Twitter is basically a bunch of people talking on the Internet. That's it. Ignore the hooey about the question, "What are you doing?" Tweets do occasionally take that form, but people type whatever they want into their 140-character containers. Twitter is really just one gigantic conversation.
That's the beautiful simplicity of it. Whether by phone, by Web, by Twitter app, or by the plain old Twitter home page, Twitter is just a single silo of tweets. The gross complexity of it is that it's also a billion random tiny conversations that can be categorized, searched, hash-tagged, nested (
on Tweetboards), replied to, sent privately and directly, posted for all the world to see, linked through, linked to, deleted, and retweeted (RT). It is equal parts organized and chaotic.
It's like a party where all the Jesus people, atheists, anal-retentives, pack rats, control freaks, free-thinking hippies, slobs, nerds, geeks, preps, righteous dudes, Ferris lovers, school administrators, Scrabble lovers, Harley riders, sellers, buyers, poets, dreamers, hummers, and screamers are all invited. You can get advice, inspiration, laughs, alerts, pictures, stories, summaries, games, tech news, good news, bad news, fake news, and stuff you didn't know about Argentinian airlines.
Or, you can just check in on how your friends are doing.
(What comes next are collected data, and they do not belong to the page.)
PR #7101, opened 2021-06-24
AbstractRoute: unbox metric

anothermattbrown:
getMetric used to return a Long, but implementations never return null, and clients don't null-check. Now it returns a long.


dhalperi (commented):
> Reviewed 11 of 11 files at r1.
> *[Reviewable](https://reviewable.io/reviews/batfish/batfish/7101)* status: :shipit: complete! all files reviewed, all discussions resolved (waiting on @anothermattbrown)

PR #7130, opened 2021-07-01
XR: L2vpn conversion

sfraint:
This PR adds _some_ conversion for XR `l2vpn`.

----

`l2vpn` on XR devices can be configured in a way that is functionally ~the same as IOS VLAN interfaces & switchport mode trunk interfaces (with only a single allowed VLAN). As of this PR, when this is the case, Batfish will model the `l2vpn` as VLAN and trunk interfaces.

However, if the `l2vpn` is not configured to function like VLAN & single-VLAN-trunk interfaces, then the associated interfaces will be set as inactive and conversion warnings will be added to surface this (since Batfish can't fully model other behaviors yet).


dhalperi:
Subsumed by more recent work on new bridge domains: @arifogel

PR #7159, opened 2021-07-13
TransferBDD: Support formats that use output attributes

millstein:
Updates the symbolic route analysis to properly handle configuration formats that use output attributes for matching, rather than the attributes of the original route.

### DIFF
--- a/projects/batfish-common-protocol/src/main/java/org/batfish/datamodel/routing_policy/Environment.java
+++ b/projects/batfish-common-protocol/src/main/java/org/batfish/datamodel/routing_policy/Environment.java
@@ -40,7 +40,6 @@ public class Environment {
    * several fields.
    */
   public static Builder builder(@Nonnull Configuration c) {
-    ConfigurationFormat format = c.getConfigurationFormat();
     return new Builder()
         .setAsPathAccessLists(c.getAsPathAccessLists())
         .setAsPathExprs(c.getAsPathExprs())
@@ -54,10 +53,19 @@ public class Environment {
         .setRouteFilterLists(c.getRouteFilterLists())
         .setRoute6FilterLists(c.getRoute6FilterLists())
         .setRoutingPolicies(c.getRoutingPolicies())
-        .setUseOutputAttributes(
-            format == ConfigurationFormat.JUNIPER
-                || format == ConfigurationFormat.JUNIPER_SWITCH
-                || format == ConfigurationFormat.FLAT_JUNIPER);
+        .setUseOutputAttributes(useOutputAttributes(c));
+  }
+
+  /**
+   * Indicates whether the given {@link Configuration} should use the output route attributes
+   * instead of the original route attributes during route-policy evaluation, based on the
+   * configuration's format.
+   */
+  public static boolean useOutputAttributes(@Nonnull Configuration c) {
+    ConfigurationFormat format = c.getConfigurationFormat();
+    return format == ConfigurationFormat.JUNIPER
+        || format == ConfigurationFormat.JUNIPER_SWITCH
+        || format == ConfigurationFormat.FLAT_JUNIPER;
   }
 
   public enum Direction {
--- a/projects/batfish-common-protocol/src/main/java/org/batfish/datamodel/routing_policy/Environment.java
+++ b/projects/batfish-common-protocol/src/main/java/org/batfish/datamodel/routing_policy/Environment.java
@@ -53,15 +53,15 @@ public class Environment {
         .setRouteFilterLists(c.getRouteFilterLists())
         .setRoute6FilterLists(c.getRoute6FilterLists())
         .setRoutingPolicies(c.getRoutingPolicies())
-        .setUseOutputAttributes(useOutputAttributes(c));
+        .setUseOutputAttributes(useOutputAttributesFor(c));
   }
 
   /**
-   * Indicates whether the given {@link Configuration} should use the output route attributes
-   * instead of the original route attributes during route-policy evaluation, based on the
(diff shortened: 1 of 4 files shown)


arifogel (commented):
> *[Reviewable](https://reviewable.io/reviews/batfish/batfish/7159)* status: all files reviewed, 1 unresolved discussion (waiting on @millstein)

___
*[projects/minesweeper/src/main/java/org/batfish/minesweeper/bdd/TransferBDD.java, line 672 at r1](https://reviewable.io/reviews/batfish/batfish/7159#-MeWzFtHCEWggP56Zobb:-MeWzFtHCEWggP56Zobc:bu8bwx4) ([raw file](https://github.com/batfish/batfish/blob/197dbe00481ea20919accaf9dc601d785525a8b0/projects/minesweeper/src/main/java/org/batfish/minesweeper/bdd/TransferBDD.java#L672)):*
> ```Java
>           sc.getCommunitySetExpr();
>       CommunityAPDispositions dispositions =
>           setExpr.accept(new SetCommunitiesVisitor(), new Arg(this, _originalRoute));
> ```

Why doesn't this use `routeForMaching`?

millstein (commented):
> *[Reviewable](https://reviewable.io/reviews/batfish/batfish/7159)* status: all files reviewed, 1 unresolved discussion (waiting on @arifogel)

___
*[projects/minesweeper/src/main/java/org/batfish/minesweeper/bdd/TransferBDD.java, line 672 at r1](https://reviewable.io/reviews/batfish/batfish/7159#-MeWzFtHCEWggP56Zobb:-MeX0OfB3W1e68Ja0IMh:b-atrd59) ([raw file](https://github.com/batfish/batfish/blob/197dbe00481ea20919accaf9dc601d785525a8b0/projects/minesweeper/src/main/java/org/batfish/minesweeper/bdd/TransferBDD.java#L672)):*

Why doesn't this use `routeForMaching`?
</blockquote></details>

In this PR I added a comment about this at the top of the SetCommunitiesVisitor class, but I can put one here too.  In this situation the route is just being used to obtain the atomic predicates associated with each community regex (indirectly via a BDD, since we already have visitors that convert things to BDDs), so it needs to be a "fresh" route rather than the current one.  When we actually do the updates via the updateCommunities() function called below, we use the current route.

Separately, I do have a semantic question about how the actual update should work.  Consider an IOS route policy that does "set 30:40" followed by "add 40:40".  This becomes in our VI model (roughly) SetCommunities(30:40) followed by SetCommunities(InputCommunities U 40:40).  In my modeling we always consider InputCommunities to be the current route in this scenario, so we end up with both communities 30:40 and 40:40.  But SetCommunities::execute will treat InputCommunities as the original route and hence end up with just 40:40.  Which is correct?

arifogel (commented):
> *[Reviewable](https://reviewable.io/reviews/batfish/batfish/7159)* status: all files reviewed, 1 unresolved discussion (waiting on @millstein)

___
*[projects/minesweeper/src/main/java/org/batfish/minesweeper/bdd/TransferBDD.java, line 672 at r1](https://reviewable.io/reviews/batfish/batfish/7159#-MeWzFtHCEWggP56Zobb:-MeX2dsJ46B_g1MsbxnW:bvcoj9k) ([raw file](https://github.com/batfish/batfish/blob/197dbe00481ea20919accaf9dc601d785525a8b0/projects/minesweeper/src/main/java/org/batfish/minesweeper/bdd/TransferBDD.java#L672)):*

In this PR I added a comment about this at the top of the SetCommunitiesVisitor class, but I can put one here too.  In this situation the route is just being used to obtain the atomic predicates associated with each community regex (indirectly via a BDD, since we already have visitors that convert things to BDDs), so it needs to be a "fresh" route rather than the current one.  When we actually do the updates via the updateCommunities() function called below, we use the current route.

Separately, I do have a semantic question about how the actual update should work.  Consider an IOS route policy that does "set 30:40" followed by "add 40:40".  This becomes in our VI model (roughly) SetCommunities(30:40) followed by SetCommunities(InputCommunities U 40:40).  In my modeling we always consider InputCommunities to be the current route in this scenario, so we end up with both communities 30:40 and 40:40.  But SetCommunities::execute will treat InputCommunities as the original route and hence end up with just 40:40.  Which is correct?
</blockquote></details>

I think each device has its own semantics for this.
A set followed by an add is dumb. An operator should just use a set.
IIRC some devices actually only allow either add or set, and may replace the other.
But a delete may be followed by an add or a set. So the problem remains.

millstein (commented):
> *[Reviewable](https://reviewable.io/reviews/batfish/batfish/7159)* status: 3 of 4 files reviewed, all discussions resolved (waiting on @arifogel)

___
*[projects/minesweeper/src/main/java/org/batfish/minesweeper/bdd/TransferBDD.java, line 672 at r1](https://reviewable.io/reviews/batfish/batfish/7159#-MeWzFtHCEWggP56Zobb:-MeX6ecZArIOWE3CNggE:b2041vi) ([raw file](https://github.com/batfish/batfish/blob/197dbe00481ea20919accaf9dc601d785525a8b0/projects/minesweeper/src/main/java/org/batfish/minesweeper/bdd/TransferBDD.java#L672)):*

I think each device has its own semantics for this.
A set followed by an add is dumb. An operator should just use a set.
IIRC some devices actually only allow either add or set, and may replace the other.
But a delete may be followed by an add or a set. So the problem remains.
</blockquote></details>

Ok, thanks.  Regarding your original question, I added a comment here.

arifogel (commented):
> *[Reviewable](https://reviewable.io/reviews/batfish/batfish/7159)* status: :shipit: complete! all files reviewed, all discussions resolved (waiting on @millstein)

PR #7162, opened 2021-07-13
BroadcastL3Adjacencies: initial draft

dhalperi:
An L3Adjacencies implementation that models all interfaces' L1, L2, L3
configuration. This differs from `GlobalBroadcastNoPointToPoint` in that
interfaces with incompatible L2 configuration are not considered connected.

This differs from `HybridL3Adjacencies` in that it models every interface as
being connected to some Ethernet hub, whether or not it appears in the L1
topology. By using a flood-fill-style algorithm, performance is also greatly
improved.

This algorithm is not yet plumbed into any accessible path, as it cannot handle
all networks.

* Does not handle VxLAN or multiple L2 subinterfaces yet


anothermattbrown (commented):
> *[Reviewable](https://reviewable.io/reviews/batfish/batfish/7162)* status: :shipit: complete! all files reviewed, all discussions resolved (waiting on @dhalperi)

PR #7176, opened 2021-07-16
Main RIB track and update routes whose network contains next hop

arifogel:
- If a route in the main RIB contains its own next hop within its
  network, it may only be activated if that next hop ip resolves
  to a more specific route


arifogel:
Solution is not general enough.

This is a big revelation, especially for Facebook users who try to read all their friends' updates and are expecting more of the same from Twitter. Like any place where conversations are being held, you can listen in, speak up, and/or ignore to your heart's content. You can catch up on practically any thread you please, but you needn't.
On the other hand, if you are planning on revealing the deepest, most guarded treasures of your very soul to everyone you hold dear as a kindred spirit . . . Twitter might not be the way to go. I mean, feel free to tweet your heart out, but recognize that you're probably talking with only those people who are listening at the time; you can't expect everyone who has ever heard your voice to hang on your every word.
Still, the twitting and tweeting has more permanence than a normal chat at a dinner party. People in Iran can actually hear you talking about Iran. You can selectively eavesdrop on almost anything. You can bend your ear toward whatever whispers you want.
But when it comes right down to it, it's just a lot of people talking.